U.S. jobs still bouncing upward

Just wanted to drop this, as I've been busy with other topics and wanted to get to it. A new jobs report came out last Friday, and it showed that there was decent growth on the employment front for July, and even some wage growth.
Total nonfarm payroll employment rose by 215,000 in July, compared with an average monthly gain of 246,000 over the prior 12 months. In July, job gains occurred in retail trade, health care, professional and technical services, and financial activities...

In July, average hourly earnings for all employees on private nonfarm payrolls rose by 5 cents to $24.99. Over the year, average hourly earnings have risen by 2.1 percent.
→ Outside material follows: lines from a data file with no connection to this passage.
PR #474, opened 2017-01-14
Allowing beta versions of libs is a bad default.

ADmad:


markstory:
Thanks! This is probably why the 3.3.12 zipball was built wrong.

PR #475, opened 2017-01-14
New home page design

andrej-griniuk:
New home page design


bravo-kernel:
Screenshot?

andrej-griniuk:
screen

bravo-kernel:
Sweet 😋

bravo-kernel:
Probably has nothing to with your theme but I just noticed Slack is not in the help list.

src/Template/Pages/home.ctp
```diff
@@ -35,214 +35,224 @@ $cakeDescription = 'CakePHP: the rapid development PHP framework';
     <title>
         <?= $cakeDescription ?>
     </title>
+
+    <link rel="stylesheet" href="https://maxcdn.bootstrapcdn.com/bootstrap/3.3.7/css/bootstrap.min.css" integrity="sha384-BVYiiSIFeK1dGmJRAkycuHAHRg32OmUcww7on3RYdg4Va+PmSTsz/K68vbdEjh4u" crossorigin="anonymous">
```
antograssiot: I would rather don't use any external URL. 
It will probably looks ugly when working offline.

Also we already have foundation, seems odd to add bootstrap

markstory: > Also we already have foundation, seems odd to add bootstrap

:+1: for not having 2 CSS libraries in use.

ADmad:
Looks nice, but bootstrap needs to be removed.

andtxr:
I think that nowadays Bootstrap is fairly more popular than Foundation. Maybe change the layout base of the CakePHP app should be something to debate in a near future. Even the main CakePHP website now uses Bootstrap.

bravo-kernel:
😳

dereuromark:
Maybe we can completely move to bootstrap - that would solve two issues at once.

andrej-griniuk:
+1 for completely moving to Bootstrap. It's kind of industry standard nowadays.

inoas:
Looks nice but we should remove any external dependencies. Example: If you are on a train with your notebook you don't want to load those external ressources when developing an application locally.

dereuromark:
I am with admad, Just foundation is fine.

inoas:
For 3.x it is for sure as that has been chosen as the basis.

ADmad:
You would be seeing this homepage only after initial install for which you need internet access anyway for composer to work. After that no one cares about this page. So external dependency is fine.

A new PR is already updating this template to use foundation instead of bootstrap.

Average hourly earnings of private-sector production and nonsupervisory employees increased by 3 cents to $21.01 in July.

The change in total nonfarm payroll employment for May was revised from +254,000 to +260,000, and the change for June was revised from +223,000 to +231,000. With these revisions, employment gains in May and June combined were 14,000 higher than previously reported. Over the past 3 months, job gains have averaged 235,000 per month.
After a brief slowdown in hiring in the first few months of the year, things seem to be back into the consistent growth we've seen in the last couple of years.
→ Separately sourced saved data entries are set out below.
PR #478, opened 2017-01-15
New home page design reworked using Foundation

andrej-griniuk:


antograssiot:
Thanks for your work. :+1:

src/Template/Pages/home.ctp
```diff
@@ -35,224 +35,242 @@ $cakeDescription = 'CakePHP: the rapid development PHP framework';
     <title>
         <?= $cakeDescription ?>
     </title>
-
-    <link rel="stylesheet" href="https://maxcdn.bootstrapcdn.com/bootstrap/3.3.7/css/bootstrap.min.css" integrity="sha384-BVYiiSIFeK1dGmJRAkycuHAHRg32OmUcww7on3RYdg4Va+PmSTsz/K68vbdEjh4u" crossorigin="anonymous">
     <?= $this->Html->meta('icon') ?>
+    <?= $this->Html->css('base.css') ?>
+    <?= $this->Html->css('cake.css') ?>
     <?= $this->Html->css('home.css') ?>
-    <link rel="stylesheet" href="//maxcdn.bootstrapcdn.com/font-awesome/4.6.3/css/font-awesome.min.css">
```
antograssiot: So FA was not needed/used after all ?

cleptric:
@andrej-griniuk Could you also add the header image for @2 and @3 pixel-ratios? Looks a little bit pixelated on my screen :)

inoas:
As @antograssiot already noted, could external dependencies be removed, just copy the libraries as they are MIT it is not a problem. External dependencies create problems in intranets, are bad for privacy and good for unwanted analysis by third parties and make mobile internet connections slow. They also make the projects initial home page appear to render more slowly as they are render blocking (above the fold blocking).

webroot/css/home.css
```diff
@@ -59,46 +26,115 @@ a {
...
+    font-family: 'Roboto', sans-serif;
+    font-size: 27px;
+    line-height: 30px;
+    font-weight: 300;
+    -webkit-font-smoothing: antialiased;
+    margin-top: 0;
+    margin-bottom: 20px;
+}
+
+.home h3.more {
```
markstory: Do you need this much specificity or would `.home .more` or even `.more` work?

webroot/css/home.css
```diff
@@ -59,46 +26,115 @@ a {
...
+    color: #ffffff;
+    background-color: #d33d44;
+    padding: 15px;
+    margin-top: 10px;
+}
+
+.home header .header-title {
```
markstory: Do you need this much specificity or would `.home .header-title` work?

webroot/css/home.css
```diff
@@ -59,46 +26,115 @@ a {
...
+    padding: 0;
+    display: block;
+    background: #404041;
+    text-align: center;
+}
+
+.home header .header-title h1 {
```
markstory: Do you need this much specificity or would `.header-title h1`?

webroot/css/home.css
```diff
@@ -59,46 +26,115 @@ a {
...
 }
 
-.alert-warning p::before {
+.home .alert p {
+    margin: 0;
+    font-size: 12px;
+    line-height: 1.4;
+}
+
+.home .alert p:before {
```
markstory: Do you need this much specificity?

webroot/css/home.css
```diff
@@ -108,19 +144,36 @@ a:hover {
...
-li {
+.home li {
     padding-left: 1.8em;
 }
 
-li.success:before {
-    color: #88c671;
-    content: "\0056";
-    font-family: 'cakefont';
+.home li.bullet:before {
```
markstory: Would `.bullet:before` work?

webroot/css/home.css
```diff
@@ -130,119 +183,63 @@ li.success:before {
...
     font-size: 60px;
 }
-
-.docs {
+.home .icon.docs {
     font-size: 57px;
 }
-
-.training {
+.home .icon.training {
```
markstory: Would `.icon.training` work?

src/Template/Pages/home.ctp
andrej-griniuk: Nope.

andrej-griniuk:
@inoas so the only external dependency left is fonts. Don't think it's worth distributing them with the app. They're used on a page most of the users will only see once. If worse comes to worst - they'll see it with fallback font.

andrej-griniuk:
@cleptric replaces it with SVG.

lorenzo:
@andrej-griniuk would you mind attaching a screenshot?

andrej-griniuk:
screen

src/Template/Pages/home.ctp
```diff
@@ -35,224 +35,242 @@ $cakeDescription = 'CakePHP: the rapid development PHP framework';
...
-                <?php Debugger::checkSecurityKeys(); ?>
-                <div id="url-rewriting-warning" class="alert alert-warning text-center url-rewriting">
-                    <p>
+<header class="row">
+    <div class="header-image"><?= $this->Html->image('cake.logo.svg') ?></div>
+    <div class="header-title">
+        <h1>Welcome to CakePHP <?= Configure::version() ?> Red Velvet. Build fast. Grow solid.</h1>
+    </div>
+</header>
+<div id="content">
```
dereuromark: Do we need id selectors here?

lorenzo:
Great job @andrej-griniuk

inoas:
@andrej-griniuk so when you are on a low brand-with connection the home page will slowly load on some browsers because it is neither stored alongside the app skeleton nor loaded below-the-fold.

In head
```css
<link href="https://fonts.googleapis.com/css?family=Raleway:500i|Roboto:300,400,700|Roboto+Mono" rel="stylesheet">
```

lorenzo:
That's a fair concern... should we not rely on external fonts or maybe load them at the bottom?

cleptric:
We can use Arial to be super save :)

inoas:
Above the fold you can just use, and it will pick up whatever it can find:

```css
font-family: Raleway, "Open Sans", "Helvetica Neue", Helvetica, Arial, sans-serif;
```

Then you need to load Raleway non-blocking.

lorenzo:
@ionas do you think you could create a pull request with that change?

PR #479, opened 2017-01-15
Use __d() function to allow to translate

chinpei215:
Link to the official Slack team
Link to SSL pages if possible

... but I would have to resolve conflicts after #478 had been merged 😞


dereuromark:
Could it also be "app" instead of "cake_app"? Or is the latter necessary to clarify that this is a CakePHP app sleketon?

chinpei215:
> Could it also be "app" instead of "cake_app"?

It could. If there are no objections, I'll do that when I resolve conflicts.

chinpei215:
Closing. I'll re-send another pull request when I have time.

PR #480, opened 2017-01-15
Update the favicon

cleptric:
We should use the same favicon as cakephp.org to be more consistent regarding the CakePHP CD


inoas:
An SVG and PNG variant would be cool:
http://caniuse.com/#feat=link-icon-svg (the future)
http://caniuse.com/#feat=link-icon-png (the current)
ico = the past

markstory:
Looks good to me :+1:

PR #483, opened 2017-01-16
Defer Font Loading

inoas:
Ref: #478
I am sure there are other and better ways to do it. Feel free to improve.

### DIFF
--- a/src/Template/Pages/home.ctp
+++ b/src/Template/Pages/home.ctp
@@ -39,7 +39,6 @@ $cakeDescription = 'CakePHP: the rapid development PHP framework';
     <?= $this->Html->css('base.css') ?>
     <?= $this->Html->css('cake.css') ?>
     <?= $this->Html->css('home.css') ?>
-    <link href="https://fonts.googleapis.com/css?family=Raleway:500i|Roboto:300,400,700|Roboto+Mono" rel="stylesheet">
 </head>
 <body class="home">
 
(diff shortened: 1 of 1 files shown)


markstory:
Won't this result in unstyled text, and a reflow when the fonts are loaded?

phpnut:
What is the purpose of this?

inoas:
@phpnut See: https://github.com/cakephp/app/pull/478#issuecomment-272883579

@markstory Yes and no:
- The font stack should have fallback fonts that look "good enough" and render with a similar x-height and average letter-width, this helps: https://meowni.ca/font-style-matcher/
- People can have installed the font locally

If the fonts block rendering on slow connections you will have a white home page.

I suspect the next iteration of the app layout / bake will also feature brand-red colors and the Raleway font, so the problem will persist throughtout cakephp/app and cakephp/bake. Then the loading issue will be on every baked request.

Alternative: publish the font alongside cakephp/app - but this was dismissed without giving a reason.

markstory:
> Alternative: publish the font alongside cakephp/app - but this was dismissed without giving a reason.

Is that even possible? Are the licenses on the fonts compatible with MIT?

lorenzo:
I'd rather have a page reflow than a page with no text while waiting on a slow connection.

markstory:
@lorenzo That's fair.

lorenzo:
@ionas the using it, do you notice any flashing of content?

inoas:
After 2-3 hours of debugging I can say that FOIT/FOUT is not a problem, but I cannot for 100% confirm that the javascript in this PR solves the blocking problem. It is hard to make just the external network slow, inspector throttling makes the whole connection slow and is missing in firefox (only available in chrome).

So I am going to close this. If people have real problems with loading the homepage on sluggy connections, feel free to reopen/open a new one.

inoas:
@markstory @phpnut as for if we can bundle a SIL Open Font Licensed font see https://github.com/FortAwesome/Font-Awesome/issues/1124#issuecomment-27427244

Bundling would solve it in a good way.

Issue #481, opened 2017-01-15
RFC: Update default css


cleptric:
As CakePHP has a pretty neat design since 3.3, I'm always a little bit disappointed to see this "not-so-cool" looking design when I bake my templates.
Can we update the css and use more of the "cake-red" instead of the green?
Maybe some additional eye candy here and there ;)
If this is ok with you, I can give it a try.

markstory:
I don't know if @phpnut has any designs from the rebranding designer. If not switching green for red would be a great place to start.

inoas:
The bake templates should not rely on external font resources, IMHO. A local copy of Raleway or whatever it is and a swap on the color palette would do a lot 👍

cleptric:
As a PR is already open and additional a new layout will be provided in the future, I'll close this

PR #485, opened 2017-01-18
Adopt CakePHP CD for cake.css

cleptric:
I updated the cake.css file like proposed in #481
My "concept" was to simplify the basic color palette a bit.
The main color now is #D33C43, with a 10% darker and a 10% lighter accent alternative.
I also added the cake logo to the header.
I would call this a first step, because there are still some other things to improve.

Before:

screen shot 2017-01-18 at 21 54 13

Now:

screen shot 2017-01-18 at 23 14 48

EDIT: Now shows state of the last commit


josegonzalez:
The red links look super aggressive. Can we use the same colors from the book?

cleptric:
Sure. We could also style the body in different shades of grey (not kidding) and just use the red for the header.

webroot/css/cake.css
```diff
@@ -350,20 +350,33 @@ pre {
 }
 
 .top-bar.expanded .title-area {
-    background: #01545b;
+    background: #ba232a;
+}
+
+.top-bar.expanded .title-area:before {
```
markstory: Any way we could reduce the specificity here?

cleptric: `.title-area:before` is fine, too. 
Just out of curiosity, is less specific best practice?

phpnut:
I do have new designs coming for app/. I forgot to get them with the redesign. Don't get discouraged when your hard work here gets replaced. Thanks for you effort and it is looking good.

webroot/css/cake.css
```diff
@@ -553,4 +566,4 @@ div.message.hidden {
 table td {
     vertical-align: top;
     word-break: break-all;
-}
+}
```
dereuromark: As a side note: Make sure your IDE is properly configured (ending newline).

josegonzalez:
@cleptric The links on the side should be something other than black, to make them more "link-like" :)

cleptric:
@josegonzalez Use the colors of the book he said 😂 That are the same colors as the links in the sidebar of the book. But I'll change them anyway 😀

josegonzalez:
Oh nvm I'm a noob. Carry on then!

Oxicode:
> The red links look super aggressive

Its tue

josegonzalez:
@phpnut is this still waiting on new designs?

cleptric:
I'll close this for now. When we have the new design we can reopen it 🙂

It also continues to draw the contrast with Wisconsin's lagging record on the jobs front. UW Professor Menzie Chinn broke down the numbers by comparing how Wisconsin's job prospects compare to the rest of the nation over the last 25 years, as well as the stats from the Age of Fitzwalkerstan.
The implied long run elasticity of Wisconsin to US private NFP is 0.69; using the Johansen procedure (no trend in cointegrating vector, four first difference lags) yields a long run elasticity of 0.73, while DOLS(+2,-2) yields an estimate of 0.80. The maximum likelihood and DOLS estimates indicate one can reject the null that the elasticity is unitary.
I'm not stats expert, but what I'm reading out of this is that Wisconsin's rate of growth is somewhere between 0.69% and 0.80% for every 1.0% we get in the nation. But even with that caveat that the state will have slower growth, we have still grown fewer jobs than we should have under Scott Walker.

And it's not by a little either. Dr. Chinn also produces this chart which shows the the expected amount of growth (I think) under the 0.80%-per-1.0% assumption, and then you have a 90% bound around that. As you'll see, even with all of those provisions, WE STILL ARE FALLING SHORT. The red line is the projected amount of growth, the lighter red line is the 90% total, and Wisconsin's actual growth is the blue.



Also worth noting from July's jobs report- if Wisconsin had kept up with U.S. private sector job growth since Walker took office in January 2011, we would have added just below 248,000 jobs. Instead we are nearly 100,000 behind that pace. And no Scotty, the Fox News debate wasn't the last time you'll be asked about that failure, and saying you "aimed high" isn't an acceptable excuse.

1 comment:

  1. The program Planet Money in May of 2011 did a segment on what the government could actually do to create jobs. In it Walker's 250k job promise was describe as shrewd in that it was estimated that in a 4yr period employment should grow by 190k if he did nothing and that his policies only needed increase it by 60k. Unfortunately he didn't do nothing. As for "aiming high" he had said that 250k was the floor not the ceiling. Only in an upside down mindset can aiming at the floor be describe as aiming high.